DECISION AND JUDGMENT ENTRY
{¶ 1} Relator Lonny Lee Bristow filed a Petition for Writ of Mandamus in this court seeking a writ ordering Terry Collins, whom relator names as the Deputy Director of Institutions, and William Eleby, whom relator names as the Chief of the Bureau of Classification and Reception, not to send relator to a level three correctional institution. Relator claims that, if respondents did so, they would violate certain policies of the Ohio Department of Rehabilitation and Correction. The petition alleges: "The possibility exists that Collins and Eleby will try and send Bristow as level 4, to a level 3 institution (to C.I.) which is in direct violation of a mandatory state law (D.R.C. policy)."

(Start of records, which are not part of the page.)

PR #775, opened 2019-12-28
resolves #764 add TypeScript defs for extensions and converters

### LINKED ISSUE #764: Add TypeScript definitions for extensions and converters
It would be great to also have TypeScript definitions for the Extension and Converter APIs. It would especially be helpful to have a schema for the different Node types a converter can handle. I just wrote my first modification to the Html5Converter and had to look into the `asciidoctor` ruby source code to get an understanding what properties and functions are available. Having the type info at hand would make this a lot easier.

Mogztter:
resolves #764

### DIFF
--- a/packages/core/types/README.adoc
+++ b/packages/core/types/README.adoc
@@ -1,0 +1,21 @@
+= TypeScript Declaration File
+
+== How to Update the TypeScript Declaration File
+
+We are using https://github.com/englercj/tsd-jsdoc[tsd-jsdoc] to generate a TypeScript Declaration File (.d.ts) from JSDoc annotated source JavaScript files.
+
+1. Install https://www.npmjs.com/package/tsd-jsdoc[tsd-jsdoc] and https://www.npmjs.com/package/jsdoc[jsdoc]
+2. Run `node_modules/.bin/jsdoc -t node_modules/tsd-jsdoc/dist -r src/asciidoctor-*.js -d build`
+
+The above command will generate a TypeScript Declaration File at `build/types.d.ts`.
+Please note that this file must manually curated because the JSDoc is incomplete and, as a result, the generated file will be invalid.
+
+== TODO
+
+- Refine types
+** Some functions takes a string as argument but we could replace it by the list of values.
+For instance when we create a `List`, the context is one of: `ulist`, `olist`, `colist` or `dlist`.
+- Add more tests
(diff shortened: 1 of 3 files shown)


Mogztter:
It's a good opportunity to map missing methods/modules and add the missing documentation :grinning:

Mogztter:
I must say that it's very pleasant to discover the API with auto-completion when writing in TypeScript :nerd_face: 

But at the same time, it's tedious to declare all the types in the declaration file... hopefully once the heavy lifting will be done it won't be that hard to maintain.

sondr3:
If you manage to keep the JSDocs up to date you can generate the TypeScript types automatically, see https://voxpelli.com/2019/10/use-type-script-3-7-to-generate/ for example. I think this would be a better approach than manually having to make sure the types document is up to date.

Mogztter:
Thanks for the link.
I did try to automatically generate the TypeScript definition file with TypeScript but I get the following exception:

```
TypeError: Cannot read property 'valueDeclaration' of undefined
```

Even with the latest development version (3.8.0-dev).

Not sure if it's related or not to https://github.com/microsoft/TypeScript/issues/35801because we are not using webpack.

For now, I'm using `tsd-jsdoc` but it has a few limitations so I need to manually edit the generated file.

If you found a better alternative please feel free to add a comment 👍

sondr3:
I gave it a go myself this weekend and hit the same issue you had and couldn't figure it out myself either. Very frustrating when it looks like it is a regression between releases of the TypeScript compiler.

Mogztter:
> I gave it a go myself this weekend and hit the same issue you had and couldn't figure it out myself either. Very frustrating when it looks like it is a regression between releases of the TypeScript compiler. 

Indeed.
For now I'm using https://github.com/englercj/tsd-jsdoc to generate the TypeScript definition. It's not perfect but it does a decent job.

Mogztter:
I think it's good to go.
I'm pretty sure there are a few mistakes but overall it's working great.
I will document what we should do next:

- refine types
    * some functions takes a `string` as argument but we could replace it by the list of values. For instance when we create a `List`, the context is one of: `ulist`, `olist`, `colist` or `dlist`.
- add more tests
   * we should call at least each function once in the `tests.ts` file to make sure that the definition is valid
- automate updates
   * currently the type definition is carefully crafted by hand but we need to automate this process a bit (for instance when we add, remove or edit an existing API)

{¶ 2} The Ohio Supreme Court has discussed the distinction between a petition for writ of mandamus and a decree of injunction. According to the court, a writ of mandamus "compels action or commands the performance of a duty, while a decree of injunction ordinarily restrains or forbids the performance of a specific act." State, ex rel. Smith v. Indus. Commn. Of Ohio (1942), 139 Ohio St. 303, paragraph two of the syllabus. The court of appeals, by virtue of Section 3(B)(1), Article IV, Ohio Constitution, and the Ohio Supreme Court, by virtue of Section2(B)(1), Article IV, Ohio Constitution, have original jurisdiction in quo warranto, mandamus, habeas corpus, prohibition, and procedendo, but not in injunction. See, also,State ex rel. Pressley (1967), 11 Ohio St.2d 141, paragraph four of the syllabus (neither the Ohio Supreme Court nor the Ohio Courts of Appeal have original jurisdiction in injunction).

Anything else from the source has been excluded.